After all, at the end of the day a dysfunctional family struggles to put themselves back together to no avail. Somewhere a man loses his job to a poor economy and a single mother grimaces at the thought of paying for school supplies this Fall.
Want to know a secret? We were not meant to live life alone.
You may think, “That’s no secret.” What I really mean to say is that we were not made with the strength to endure such circumstances without supernatural help. We are not responsible for what happens to us in this life and God is not responsible either, though he sometimes allows it to happen. What we are responsible for, and what we can control is how we choose to respond in those moments.

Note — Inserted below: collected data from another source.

Issue #960, opened 2026-06-23
Architecture: make the daemon the single writer/owner of session+tab state (retire the dual-writer clobber class)


sachiniyer:
# Proposal: make the daemon the single writer/owner of session + tab state

**To:** Sachin
**From:** Captain Claude
**Re:** retiring the dual-writer clobber class structurally (motivating bug #959)
**Status:** for sign-off (same shape as the #930 plan — review, then I post for go-ahead)

---

## 1. Summary

Today **two processes both own and write `instances.json`**: the running TUI
(`session.Storage` in repo-scoped mode) and the always-on daemon
(`session.Storage` in all-repo mode). Each keeps its own in-memory list of
`*session.Instance` and periodically writes its *whole* view back to disk
through `mergeInstancesWithDisk`, a reconciler whose every rule
(#551/#766/#808/#819/#844/#959) exists to paper over the fact that the two
views diverge. #959 is the newest scar: the daemon adds a tab out-of-band, the
TUI's staler in-memory copy wins the next merge, and the live tmux session is
orphaned.

The fix is to stop having two owners. **The daemon becomes the sole writer of
`instances.json` and the sole owner of authoritative session/tab state. The TUI
becomes a pure client**: every state mutation it performs becomes a daemon RPC,
and it renders a *projection* of state it fetches from the daemon. The TUI
writes no files and holds no authoritative state.

With one writer, a clobber is impossible by construction — there is no second
full-list snapshot to overwrite the first. That lets us **delete
`mergeInstancesWithDisk` and its entire rule-zoo, the TUI's
`saveRepoInstances` path, and the dual-write coordination** in
`refreshExternalInstances`/`mergePendingInstances`. Net: less code, and the
class of bugs goes away rather than getting one more special case.

The on-disk format does not change. We get there over a sequence of
individually-shippable, each-green PRs with no flag-day.

---

### 2.1 The writer map

Every code path that writes `instances.json` today, and when it fires:

| # | Writer | Mechanism | Fires when |
|---|--------|-----------|-----------|
| **TUI writers** (repo-scoped `Storage`, `saveRepoInstances` → `mergeInstancesWithDisk(instances, disk, nil)`) ||||
| T1 | `app/app.go:549` `handleQuit` | full-list save | every quit |
| T2 | `app/app.go:340` `prInfoUpdatedMsg` | full-list save | each async `gh pr view` result lands (#921, per-selection, 60s tick) |
[...]

Issue #959, opened 2026-06-23
Tabs created via CLI/agent tab-create vanish from a running TUI and are clobbered from persistence (#930 regression)


sachiniyer:
# Tabs created out-of-band (CLI/agent `tab-create`) vanish from a running TUI and get clobbered from persistence

**Severity: high — breaks a core promise of the #930 tab feature on first real use, and silently orphans a live tmux session.**

## Repro (real)
A session `propose-bug-fix-reviewer` (repo `bc8bf732`) was open in the TUI. An agent ran `af sessions tab-create propose-bug-fix-reviewer --command "..." --name eval-progress`. The daemon spawned the tab's tmux session `af_bc8bf732_propose-bug-fix-reviewer__eval-progress` (confirmed alive, running a real process) and `CreateTab` persisted `[agent, shell, eval-progress]` to `instances.json`. But:
1. The open TUI never displayed the new tab.
2. On the TUI's next save (`instances.json` mtime 14:59, *after* the 14:53 tab create), the tab was dropped back to `[agent, shell]` — the daemon's record was clobbered.

Net: the `eval-progress` process keeps running in an orphaned tmux session that AF can no longer see or restore.

## Root cause
`session/storage.go` `mergeInstancesWithDisk` (~line 163): for a title present both in memory and on disk, it writes the in-memory `instance.ToInstanceData()` (including its tab list) and skips the disk record ("already covered by the in-memory version"). The running TUI's in-memory tab list is **staler than disk** when the daemon/CLI added a tab out-of-band, so the merge overwrites the daemon-added tab. The TUI is treated as source-of-truth for the tab list, but per #782 the daemon is.

Two distinct defects:
- **Persistence clobber**: TUI save drops daemon/CLI-added tabs.
- **No live display**: the running TUI never surfaces a tab created out-of-band (no refresh of the tab list from disk/daemon), so even without the clobber the user wouldn't see it until restart.

## Fix direction
- In `mergeInstancesWithDisk`, reconcile TABS for a known instance instead of blindly overwriting: UNION the in-memory tabs with disk tabs the in-memory copy lacks (match by tmux_name/name), so an externally-added tab survives a TUI save. MUST NOT resurrect a tab the user CLOSED in this process (PR 4 `w`) — distinguish "closed locally" from "added externally", analogous to how `knownTitles` distinguishes killed-vs-externally-added instances. The daemon (source of truth) keeps writing the full list.
[...]

Issue #808, opened 2026-06-10
instances.json can hold byte-identical duplicate session records (same title, worktree, and created_at to the nanosecond)


sachiniyer:
## Observed on the dev box, 2026-06-10 (detail repo, repoID bc8bf732ad5d)

`~/.agent-factory/instances/bc8bf732ad5d/instances.json` contains two **byte-identical** records for title `scripts`:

James 1:2–4 says, “Consider it pure joy, my brothers and sisters, whenever you face trials of many kinds, because you know that the testing of your faith produces perseverance. Let perseverance finish its work so that you may be mature and complete, not lacking anything.”
This year, God gave me a trust fall. He said, “I’m the only thing you need.” When all hope was lost, I was reminded of His presence that I had all-too-easily forgotten.
I don’t regret anything I went through because it made me stronger. It made me wiser. It made me grateful. Was it easy? No. But it was worth it.
I hope this encourages you if you’re going through tough times. I don’t know who you are or what you’re going through but there’s a reason you’re reading this long and seemingly unimportant article. Will you choose to put your trust in the architect of your rollercoaster? Maybe it’s not time to let go of the handle bars yet and put your arms up, but that’ll come later. Believe me.